What do you feel is your biggest issue? Are you organized? Are you being too hard on yourself? It does get better.

Sometimes, I feel like I am going to miss something, or will I react quickly enough if my patient is decompensating. They say that usually a patient demonstrates changes several hours before they code (even if they are slight changes). I want to be able to recognize these!! For example, if my patient is having a lot of ectopy, I would call the doctor and draw their electrolytes. I don't want my patient to code because of something that could have easily been replaced, like their potassium. However, I am not always sure what to do.

Organization is big for me and I wish I had a better foundation! However, I am working it. I have developed a tool that seems to be working much better for me. I am also trying to couple my care and be more efficient, but I do not always not what to anticipate. Any suggestions would be helpful :)

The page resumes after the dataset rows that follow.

PR #916, opened 2021-03-05
Configurable DynamoDB read/write capacity units + billing-mode

snazy:
Adds configuration options to make the following options for tables created by the `DynamoDBStore` configurable:

* read and write capacity units configurable
* billing-mode configurable
* change default billing-mode to `PAY_PER_REQUEST`

---
This change is [Reviewable](https://reviewable.io/reviews/projectnessie/nessie/916)

### DIFF
--- a/servers/quarkus-server/src/main/java/org/projectnessie/server/config/DynamoVersionStoreConfig.java
+++ b/servers/quarkus-server/src/main/java/org/projectnessie/server/config/DynamoVersionStoreConfig.java
@@ -19,12 +19,19 @@ import org.eclipse.microprofile.config.inject.ConfigProperty;
 import org.projectnessie.versioned.dynamodb.DynamoStoreConfig;
 
 import io.quarkus.arc.config.ConfigProperties;
+import io.quarkus.runtime.annotations.RegisterForReflection;
 
 /**
  * DynamoDB version store configuration.
  */
 @ConfigProperties(prefix = "nessie.version.store.dynamo")
 public interface DynamoVersionStoreConfig {
+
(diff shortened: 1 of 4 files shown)


rymurr (commented):
I dont love this. IMHO we shouldn't be creating and managing cloud resources. We create a basic table for testing but in prod we should expect people to have terraform, CFT, etc to configure their own resources.

snazy:
Hm. Expecting all users to setup Terraform/CloudFormation every time is a high bar for people to get started. Sure, you need "production recommendations", but it's easier if people can just start Nessie and it just creates the tables, so users can start using Nessie quicker.
A proper prod setup should have the "check and create tables" option disabled, no disagreement here.

rymurr:
Agreed, which is why we have a basic create function. Past simple create test sized tables I don't think we should give more choice.

jacques-n (commented):
I generally agree with Ryan here. (We actually discussed this when I added the original code here :)

I think there are two different things being discussed here:
* Have optimal defaults
* Have configurable creation

I think we should focus on the first and people can use terraform for the second. If pay per request is our default recommendation, let's set that when we create the table (along with anything else that is appropriate).

> *[Reviewable](https://reviewable.io/reviews/projectnessie/nessie/916#-:-MVDaGVO0vBW771yZYFC:b1arbvh)* status: 0 of 4 files reviewed, all discussions resolved

snazy:
Sounds good to me. Updated the PR to default to `PAY_PER_REQUEST` and removed the rest.

rymurr (approved):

My coworkers tell me that I am doing well and not to be so hard on myself. I had 14 weeks of orientation (phase 1 of orientation), and the last three of those were to transition me to the night shift. I was upfront and honest with my employers and I asked for more time because I did not want to cut the cord, so they gave me two additional weeks. My preceptors felt that I am ready and that I am conscientious and safe, but I still feel like I am constantly going to them to validate my thoughts. I secretly wonder if that will eventually annoy them.

Specializes in Critical care.

From what I'm reading, the only person that feels you're underperforming is you.

Just wanted to put that in black and white for you to let sink in. Browse through this "First Year" sub-forum/section and I think you'll read pages and pages of posts mirroring yours.

Specializes in Med-Surg.

Sometimes, I feel like I am going to miss something, or will I react quickly enough if my patient is decompensating. They say that usually a patient demonstrates changes several hours before they code (even if they are slight changes). I want to be able to recognize these!! For example, if my patient is having a lot of ectopy, I would call the doctor and draw their electrolytes. I don't want my patient to code because of something that could have easily been replaced, like their potassium. However, I am not always sure what to do.

Organization is big for me and I wish I had a better foundation! However, I am working it. I have developed a tool that seems to be working much better for me. I am also trying to couple my care and be more efficient, but I do not always not what to anticipate. Any suggestions would be helpful :)

My coworkers tell me that I am doing well and not to be so hard on myself. I had 14 weeks of orientation (phase 1 of orientation), and the last three of those were to transition me to the night shift. I was upfront and honest with my employers and I asked for more time because I did not want to cut the cord, so they gave me two additional weeks. My preceptors felt that I am ready and that I am conscientious and safe, but I still feel like I am constantly going to them to validate my thoughts. I secretly wonder if that will eventually annoy them.

Here is a great way to limit the likelihood they will get annoyed with your questions: explain what is going on with your patient, then say what YOU think needs to be done, rather than asking them what you should do. They can then confirm or correct as needed.

This way, they can try to gauge your critical thinking abilities and how to guide you best. And it can also serve as a great confidence boost if you give your opinion or idea and an experienced nurse tells you that you are right on!

Oh, and this soon after graduation, if you weren't still feeling this way, THAT would concern me. It took me something like 1-2 years before I started to gain some confidence in my nursing abilities and instincts. Just relax and give yourself a break. The fact that you even got this job in ICU as a new grad means that you must have impressed someone!

I look at like this: My question may be the only thing between life and death for this patient. That way there is no question, ASK!